Afgelopen drie jaar schreef ik, deels op Eigen Hof, aan een boek dat Het recht van de snelste heet. En beschrijf daarin ook het leven hier, waar juist het recht van de traagste geldt.
Toen ik vier jaar geleden vanuit de asfaltzee aanspoelde op het geheime groene eilandje \’vtv Eigen Hof\’, liet ik mijn zorgen achter de poort, maar mijn haast niet. Tot ik op mijn fiets één keer bijna een tuinder die zijn hekje uitkwam omver reed, die verwonderd zei: het hoeft toch niet zo hard?
Misschien wel niet, nee, dacht ik toen.
Vanaf toen besloot ik de regel \’fiets aan de hand\’ te verstaan als stapvoets fietsen. Maar ik bleef op het pad altijd op weg, druk bezig om van A naar B te komen. Precies op tijd vertrok ik om een trein of afspraak te kunnen halen, dus een spontaan gesprekje op het pad zat er nooit in.
\’Het Fietsen\’, werd geagendeerd tijdens de eerste ALV die ik in mijn leven bezocht. Niet voor het eerst, zo begreep ik al snel. Wat bleek: sommige tuinders voelden zich \’vanaf het zadel in hun tuintje gekeken\’. Daar kon ik me niets bij voorstellen. Totdat ik me realiseerde dat mijn tuin niet op een \’druk\’ kruispunt van de lanen zat.

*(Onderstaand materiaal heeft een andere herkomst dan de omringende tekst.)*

PR #197, opened 2022-03-09
Draft: Feat/graphql data projection

jvieiro:
# Context

Writing data to Dgraph from the chain-sync messages and results of Local State Queries can easily get unwieldy and therefore difficult to test if we do not consider a pattern that allows for smaller scoped blocks that still satisfy atomic write requirements.
We need to determine a modular approach to constructing the GraphQL mutations, committing the changes as the final step in the most optimal way.

# Proposed Solution

Modularize the data projection service

# Note

Block handler for assets is gonna be made in this first approach, still `rollForward`, `rollBackward` and `process` methods are in progress.


packages/cardano-graphql/src/DataProjection/RunnableModule.ts
```diff
@@ -0,0 +1,66 @@
+import { InvalidModuleState } from './errors';
+import { Logger, dummyLogger } from 'ts-log';
+import { ModuleState } from './types';
+import { moduleLogger } from '../util';
+
+export type RunnableModuleState = ModuleState | 'starting' | 'running' | 'stopping';
+
+export class RunnableModule {
```
mkazlauskas, line 8: Maybe add something like:
```
// same pattern for 'start' and 'shutdown'
protected abstract initializeImpl(): Promise<void>;
async initialize() {
  this.initializeBefore();
  await this.initializeImpl();
  this.initializeAfter();
}
```

mkazlauskas (commented):
I think you're on the right path. Some notes:
- There are a few lint errors. I suggest setting up eslint extension in your editor.
- It would probably be better to have DataProjection as a separate package (`cardano-graphql-cli`?). Most uses of `cardano-graphql` are only concerned with making the queries (client-side code). What do you think @rhyslbw ?

rhyslbw:
> It would probably be better to have DataProjection as a separate package (cardano-graphql-cli?). Most uses of cardano-graphql are only concerned with making the queries (client-side code). Perhaps leaving only provider implementations in cardano-graphql

Yes you're right @mkazlauskas, that was my mistake with the package scoping. As for naming, maybe `cardano-graphql-services` is a bit more generic? The CLI is one interface, but it's reasonable to think the package could be used as a library too.

jvieiro:
> I think you're on the right path. Some notes:
> 
> * There are a few lint warnings. I suggest setting up eslint extension in your editor.
> * It would probably be better to have DataProjection as a separate package (`cardano-graphql-cli`?). Most uses of `cardano-graphql` are only concerned with making the queries (client-side code). Perhaps leaving only provider implementations in `cardano-graphql`. What do you think @rhyslbw ?

Im actually using the eslint extension on VSCode, can you point me an example of these warnings pls?

mkazlauskas:
> Im actually using the eslint extension on VSCode, can you point me an example of these warnings pls?

GitHub shows the warnings in [Files Changed](https://github.com/input-output-hk/cardano-js-sdk/pull/197/files#diff-e90af146c0fc321c21cd0b7c7c275916dbe4331d1a78f5f4b25626dff2722014R44)

packages/cardano-graphql/src/DataProjection/util.ts
```diff
@@ -21,22 +28,22 @@ export const mergedQuery = async (
...
-//       : { func: noOp(), id: handler.id }
-//   );
+export const mergedProcessingResults = async (
+  blockHandlers: BlockHandler[],
+  ctx: RollForwardContext,
+  mergedQueryResults: any
+): Promise<CombinedProcessingResult[]> =>
+  blockHandlers.map((handler) =>
+    handler.process
+      ? { func: handler.process({ ctx, queryResult: mergedQueryResults }), id: handler.id }
```
mkazlauskas, line 38: How about awaiting processing results here? Would need to make sure handlers are processed in parallel though (Promise.all).

packages/cardano-graphql/src/DataProjection/util.ts
```diff
@@ -21,22 +28,22 @@ export const mergedQuery = async (
...
-// ): Promise<any> =>
-//   blockHandlers.map((handler) =>
-//     handler.process
-//       ? { func: handler.process(ctx, queryResult), handler: handler.id }
-//       : { func: noOp(), id: handler.id }
-//   );
+export const mergedProcessingResults = async (
+  blockHandlers: BlockHandler[],
+  ctx: RollForwardContext,
+  mergedQueryResults: any
```
mkazlauskas, line 34: Are you planning to define query results results type, or keep `any`?

mkazlauskas (commented):
Looking good, just some minor things I noticed

packages/cardano-graphql/src/DataProjection/types.ts
```diff
@@ -32,16 +33,68 @@ export interface Upsert {
...
-  rollForward: (ctx: RollForwardContext, processingResult?: any) => Promise<Upsert>;
+  rollForward: (ctx: RollForwardContext, processingResult: CombinedProcessingResult[]) => Promise<Upsert>;
+}
+
+export interface Signature {
+  signature: string;
+  publicKey: string;
+}
+
+export interface AssetMetadata {
```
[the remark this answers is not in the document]
rhyslbw: Yes, `MetadataClient` isn't exclusively for data projection, so when this code is moved to a new `cardano-graphql-services` package, it can live in the source root.

packages/cardano-graphql/src/DataProjection/RunnableModule.ts
rhyslbw: https://github.com/input-output-hk/cardano-js-sdk/pull/202

rhyslbw:
@jvieiro please drop the following commits, and rebase on `feat/cardano-graphql-services-setup`, to see if you can integrate with this state before we merge.

- e6f69491948ced9ce494122cc29e18d3067a942f
- 7cca593903b8e653d9606808c75c361bb8cd6ac1

packages/cardano-graphql/src/DataProjection/util.ts
jvieiro: It should be typed. I forgot to set it

packages/cardano-graphql/src/DataProjection/MetadataClient.ts
```diff
@@ -0,0 +1,60 @@
...
+        subjects: assetIds,
+        properties: ['decimals', 'description', 'logo', 'name', 'ticker', 'url']
+      });
+      return response.data.subjects;
+    } catch (error) {
+      if (axios.isAxiosError(error) && error?.code === 'ENOTFOUND') {
+        this.logger.error({ err: error });
+        throw new HostDoesNotExist('metadata server');
+      } else {
+        throw error;
```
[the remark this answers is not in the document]
jvieiro: Gotcha. Will include this in the next commit

packages/cardano-graphql/src/DataProjection/blockHandlers/AssetBlockHandler.ts
```diff
@@ -1,9 +1,33 @@
...
+const HANDLER_ID = 'Asset';
+
+export const createAssetBlockHandler = (metadataClient: MetadataClient, logger = dummyLogger): BlockHandler => ({
+  id: HANDLER_ID,
+  process: async ({ queryResult }: ProcessParameters) => {
+    const assetsToInsert = [];
+    if (queryResult) {
+      for (const asset of queryResult.data.assets) {
+        logger.info('About to fetch asset metadata');
+        if (!(await metadataClient.fetch([asset.assetId]))) {
```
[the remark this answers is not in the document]
jvieiro: I will check with @rhyslbw, maybe I misunderstood it.
I've noticed that it can be more performant if I only do one query. The problem I see is how can the asset be mapped to the corresponding metadata? It looks like the response does not contain that information. Also, how would be the insert?  Looks like graphql's asset metadata schema and the response differs in some fields, should I map them?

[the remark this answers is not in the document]
mkazlauskas: > The problem I see is how can the asset be mapped to the corresponding metadata

I would guess it corresponds to index, e.g. `fetch(['id1', 'id2'])` => `[asset1metadata, asset2metadata]`

> Also, how would be the insert? Looks like graphql's asset metadata schema and the response differs in some fields, should I map them?

Does the metadata not cover graphql schema? Please try to map it and leave comments on any missing data.

packages/cardano-graphql-services/src/DataProjection/Service.ts
```diff
@@ -0,0 +1,55 @@
...
+  async initialize() {
+    super.initializeBefore();
+    await this.#dgraphClient.initialize(this.config.dgraph.schema);
+    await this.#chainFollower.initialize(this.config.ogmios?.connection);
+    await this.#metadataClient.initialize();
+    super.initializeAfter();
+  }
+
+  async startImpl() {
+    // Todo: Get most recent point to start sync from
```
mkazlauskas, line 47: We should probably implement a minimal block handler that will write block data so that we can query the tip here

packages/cardano-graphql-services/test/util/stubLogger.ts
```diff
@@ -0,0 +1,12 @@
+import { Logger } from 'ts-log';
```
mkazlauskas, line 1: Wasn't this added by @rhyslbw recently? There might be a git issue to resolve

mkazlauskas (changes requested):
Looks pretty good!

A few topics to discuss/consider:
- Services should probably attempt to retry some of their operations if they fail.
- Is NFT metadata out of scope of this PR?

packages/cardano-graphql-services/src/DataProjection/util.ts
```diff
@@ -0,0 +1,66 @@
...
+  blockHandlers
+    .map((handler) => handler.rollForward(ctx, processingResult))
+    .reduce(async (acc, curr) => lodash.merge(await acc, await curr));
+
+export const mergedRollBackwardUpsert = async (blockHandlers: BlockHandler[], ctx: RollBackwardContext) =>
+  blockHandlers
+    .map((handler) => handler.rollBackward(ctx))
+    .reduce(async (acc, curr) => lodash.merge(await acc, await curr));
+
+export const mapMetadata = (serverAssetMetadata: AssetMetadata): Asset.TokenMetadata => ({
```
mkazlauskas, line 59: I think this file should only have generic utils, this one is specific to AssetBlockHandler - should probably move it there.

packages/cardano-graphql-services/src/DataProjection/types.ts
```diff
@@ -0,0 +1,64 @@
...
+export type ModuleState = null | 'initializing' | 'initialized';
+
+export type DQL = string;
+type Variable = string;
+
+export type QueryVariables = {
+  $assetIds?: string[];
+  $slotNo?: number;
+};
+export interface QueryResult<Variables> {
```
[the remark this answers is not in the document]
jvieiro: @rhyslbw marked me  this as an improve. But maybe I can define it as:

```
 export interface QueryResult {
  query: DQL;
  variables?: QueryVariables;
}
```

rhyslbw (changes requested):

packages/cardano-graphql-services/src/DataProjection/Service.ts
rhyslbw: Yes, see my comment here from a pending review I forgot to submit. 
https://github.com/input-output-hk/cardano-js-sdk/pull/197#discussion_r830489411

packages/cardano-graphql-services/src/DataProjection/blockHandlers/AssetBlockHandler.ts
```diff
@@ -0,0 +1,124 @@
...
+      tokenMetadata: null,
+      totalQuantity: null,
+      uid: 'uid(Asset)'
+    };
+    return {
+      mutations: { ...deleteMutation },
+      variables: { defines: ['Asset'], dql: query }
+    };
+  },
+  rollForward: async (ctx: RollForwardContext, processingResult: CombinedProcessingResult[]) => {
```
mkazlauskas, line 113: Shouldn't this receive `CombinedQueryResult`?

packages/cardano-graphql-services/src/DataProjection/blockHandlers/helpers.ts
```diff
@@ -0,0 +1,79 @@
...
+};
+
+export const mapMetadata = (serverAssetMetadata: AssetMetadata): Asset.TokenMetadata => ({
+  decimals: serverAssetMetadata.decimals.value,
+  desc: serverAssetMetadata.description?.value,
+  icon: serverAssetMetadata.logo?.value,
+  name: serverAssetMetadata.name?.value,
+  ticker: serverAssetMetadata.ticker?.value,
+  url: serverAssetMetadata.url?.value
+  // Missing fields: sizedIcons
```
mkazlauskas, line 22: This is fine for now. Could open an issue in metadata server repo. It should come as ["icon-\<size>"](https://github.com/cardano-foundation/CIPs/pull/137/files#diff-f478f61a4b67bc7fee1d41bbb427028a7615beaacf726efc9289104e64f26ffaR48). Let's keep the comment.

packages/cardano-graphql-services/src/DataProjection/blockHandlers/helpers.ts
```diff
@@ -0,0 +1,79 @@
...
+      blockNo: block.header?.blockHeight,
+      hash: block.header?.blockHash,
+      opCert: block.header?.opCert.sigma,
+      previousBlock: { hash: block.header?.prevHash },
+      size: block.header?.blockSize,
+      slot: block.header?.slot,
+      totalFees: BigIntMath.sum(block.body.map((body) => body.body.fee)),
+      totalOutput: BigIntMath.sum(outputsAmount),
+      transactions: block?.body?.map((tx) => mapTransaction(tx, block?.header?.blockHeight))
+      // Missing: nextBlock, nextBlockProtocolVersion, confirmations, totalLiveStake, epoch, stake pool issuer
```
mkazlauskas, line 76: Let's keep this comment for now and implement all those as a separate PR. Might need to temporarily make some required fields optional: dgraph will most likely complain about not setting them.

packages/cardano-graphql-services/src/DataProjection/blockHandlers/helpers.ts
```diff
@@ -0,0 +1,79 @@
...
+  let b: Schema.BlockMary | Schema.BlockAlonzo | undefined;
+  if (isAlonzoBlock(block)) {
+    b = block.alonzo as Schema.BlockAlonzo;
+  } else if (isMaryBlock(block)) {
+    b = block.mary as Schema.BlockMary;
+  }
+  return b;
+};
+
+export const mapMetadata = (serverAssetMetadata: AssetMetadata): Asset.TokenMetadata => ({
```
mkazlauskas, line 15: Since `mapBlock` is used for mutations, we should be mapping to our [graphql schema types](https://github.com/input-output-hk/cardano-js-sdk/blob/master/packages/cardano-graphql-services/src/Schema/types/Asset/Asset.ts) instead of core types

packages/cardano-graphql-services/src/DataProjection/blockHandlers/helpers.ts
```diff
@@ -0,0 +1,79 @@
...
+  desc: serverAssetMetadata.description?.value,
+  icon: serverAssetMetadata.logo?.value,
+  name: serverAssetMetadata.name?.value,
+  ticker: serverAssetMetadata.ticker?.value,
+  url: serverAssetMetadata.url?.value
+  // Missing fields: sizedIcons
+});
+
+const mapAssets = (assets: { [k: string]: Schema.AssetQuantity } | undefined) =>
+  // Missing: transactionOutput, asset
```
mkazlauskas, line 26: You're probably looking at the wrong type:
- `Token` represents value on utxo
- `Asset` is what's minted - it's what we want here

packages/cardano-graphql-services/src/DataProjection/blockHandlers/helpers.ts
```diff
@@ -0,0 +1,79 @@
...
+  assets ? Object.entries(assets).map(([name, quantity]) => ({ asset: { name }, quantity })) : [];
+
+const mapOutput = (output: Schema.TxOut) =>
+  // Missing: index, transaction, datumHash
```
mkazlauskas, line 30: - index: `outputs.indexOf(output)`
- transaction: graph edge to Transaction object
- datumHash: [available in Ogmios schema](https://github.com/CardanoSolutions/ogmios/blob/master/clients/TypeScript/packages/schema/src/index.ts#L1113)

packages/cardano-graphql-services/src/DataProjection/blockHandlers/helpers.ts
```diff
@@ -0,0 +1,79 @@
...
+  ({
+    address: output.address,
+    value: { assets: mapAssets(output.value.assets), coin: output.value.coins }
+  });
+
+const mapInput = (input: Schema.TxIn) =>
+  // Missing: address:, redeemer, sourceTransaction, transaction, value
```
mkazlauskas, line 37: - address and value: it should be usually available in our database, this is data from previous outputs. Should query those during our "query" step. Let's change our schema so that they're nullable (it's probably the correct model anyway, as there might not be any address for 1st transaction?) and leave this out of scope for this PR. Might end up just removing those fields.
- redeemer: let's leave this out of scope of this PR
- sourceTransaction: graph edge to [this](https://github.com/CardanoSolutions/ogmios/blob/master/clients/TypeScript/packages/schema/src/index.ts#L1104)
- transaction: graph edge to current Transaction object

packages/cardano-graphql-services/src/DataProjection/blockHandlers/helpers.ts
```diff
@@ -0,0 +1,79 @@
...
+  ({ index: input.index });
+
+const mapAuxiliaryData = (metadata: Schema.AuxiliaryData) => ({
```
mkazlauskas, line 40: This is a complex nested object (see [Metadatum](https://github.com/input-output-hk/cardano-js-sdk/blob/master/packages/cardano-graphql-services/src/Schema/types/Transaction/AuxiliaryData/Metadatum.ts)). Let's leave it out of scope of this PR.

packages/cardano-graphql-services/src/DataProjection/blockHandlers/helpers.ts
```diff
@@ -0,0 +1,79 @@
...
+  auxiliaryData: tx.metadata ? mapAuxiliaryData(tx.metadata) : tx.metadata,
+  blockHeight,
+  fee: tx.body.fee,
+  hash: tx.id,
+  inputs: tx.body.inputs.map(mapInput),
+  invalidBefore: tx.body.validityInterval.invalidBefore,
+  invalidHereafter: tx.body.validityInterval.invalidHereafter,
+  mint: mapAssets(tx.body.mint.assets),
+  outputs: tx.body.outputs.map(mapOutput)
+  // Missing: size, certificates, scriptIntegrityHash, requiredExtraSignatures, deposit, index, collaterals
```
mkazlauskas, line 60: Let's leave those out of scope of this PR

mkazlauskas (changes requested):
Let's keep Transaction data to the minimum in this PR. You can set any transaction properties (that you don't necessarily need right now) in schema to `{nullable: true}` (just please leave comments so we can gradually roll back to non-nullable as we implement more functionality).

I think we're at the point where we need to run some basic e2e tests - it should flesh out any remaining issues.

packages/cardano-graphql-services/src/DataProjection/blockHandlers/helpers.ts
jvieiro: Am I ? I intended to map the [Token](https://github.com/input-output-hk/cardano-js-sdk/blob/master/packages/cardano-graphql-services/src/Schema/types/Transaction/Token.ts) type. I will rename this fc to `mapToken` to be more clear.
I think the best is to  just leave `tx.mint` and `output.value.assets`  empty for now with a comment that `assetId` is missing (to reference the asset edge).

packages/cardano-graphql-services/src/DataProjection/blockHandlers/AssetBlockHandler.ts
jvieiro: Isnt the `CombinedProccessingResult` the one that adds the metadata to the asset?

packages/cardano-graphql-services/src/DataProjection/blockHandlers/helpers.ts
jvieiro: Ok, so the idea is in the first instance to insert the Asset object into this BlockHandler and then at AssetHandler update each of these asset objects with its metadata? In this case be must be sure that the block handler runs first.
So, the mint property would be necessary there, I will add this.
Not sure how the block handler interface will help

packages/cardano-graphql-services/src/DataProjection/blockHandlers/AssetBlockHandler.ts
mkazlauskas: Yeah you're right, I thought maybe it could receive both if there is a handler that doesn't have a processing step. Currrent approach is good too: nothing to do.

packages/cardano-graphql-services/src/DataProjection/blockHandlers/helpers.ts
mkazlauskas: > Ok, so the idea is in the first instance to insert the Asset object into this BlockHandler and then at AssetHandler update each of these asset objects with its metadata?

> So, the mint property would be necessary there, I will add this.

Something like that, but no, it doesn't sound right. The purpose of BlockHandlers is to decompose BlockBlockHandler and make it possible to create a database that has only a subset of data by using a subset of BlockHandlers. So I think the BlockBlockHandler is not supposed to write Assets at all.

> In this case be must be sure that the block handler runs first.

Original idea was to use [variables](https://github.com/input-output-hk/cardano-js-sdk/pull/197/files#diff-e9fbda3cd7bac9880ca294f5c1de0b2e102ac4a15a111f8799da73a1e2d66182R36-R37) to build a dependency tree: it should be possible to compute the correct order of handlers. Let's keep it out of scope of this PR and just put the handlers in order that we need.

> So, the mint property would be necessary there, I will add this.

I think BlockBlockHandler shouldn't insert assets. It's what AssetBlockHandler.

mkazlauskas: Also I'm thinking that since we need to query the tip in order to start ChainFollower, maybe it would be best to write partial blocks as "core functionality" (like a hidden BlockHandler that always runs first). Thoughts @rhyslbw ?

rhyslbw: > Also I'm thinking that since we need to query the tip in order to start ChainFollower, maybe it would be best to write partial blocks as "core functionality" (like a hidden BlockHandler that always runs first).

Yes, this is the first handler to implement. The asset handler was being nominated first since it requires both the query and processing step, but it does need to come after a pure chain data handler to allow the sync state to be understood at startup.

rhyslbw:
Parking this PR for now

Een oudere tuinder zei: \’Als je onder dit hek doorgaat, betreed je de vereniging. Waar eigen regels gelden.\’ Ik leerde mezelf afstappen, op de zaterdagen. Dat leverde nieuwe kennismakingen op.
Ik begon te begrijpen dat er meer is dan snelheid en efficiency. Dat kwam ook doordat een boek begon te schrijven over ons verkeer, buiten de poort.
Daar draait alles om snelheid en doorstroming. Om verkeer, in plaats van om verkeren.
Voor dat boek dook ik de geschiedenis in. Het is eigenlijk nog maar kort zo, dat we dat zo doen, en er ligt een keuze achter, die je haast niet meer zo voelt.
Maar tot en met de Tweede Wereldoorlog was zeker de woonstraat minstens zo vaak een plek om te zijn als om van weg te gaan. Ik leerde woorden als \’stoepranden\’: een spelletje dat nu niet meer wordt gespeeld, omdat het niet meer kan met alle auto\’s langs de stoepranden.
Terug op de tuin begon ik nu van mijn fiets af te stappen zodra ik iemand zag. Het kost tijd en moeite om te leren schakelen tussen het vliegensvlugge leven van doordenderend verkeer op A13, A20 en A16 en het flitsen van de HSL en het leven hier. Het lukt me vaak niet.
Verblijven en onderweg zijn kan voor mijn gevoel vredig samengaan, wanneer degene die verblijft de meeste rechten heeft en de gehaaste mens beseft dat hij/zij iets mist door haast te hebben. Zoals ook op de camping.
Inmiddels oefen ik met lopen met de fiets aan één hand of de hand aan het zadel: balanceeroefeningen die het lopen zelf interessant maken: een soort mindfulness.
Soms lukt het niet – te moe, te laat – als er niemand kijkt, stap ik stiekem op en verbeter dan mijn vaardigheden \’zo langzaam mogelijk fietsen\’.
En nog steeds soms wacht de trein…
Mijn boek is nu verschenen en draagt de titel: Het recht van de snelste. Ik beschrijf daarin ook kort het leven op deze vereniging, in het stille oog van de storm. En hoe mooi ik het vind dat hier het recht van de traagste geldt.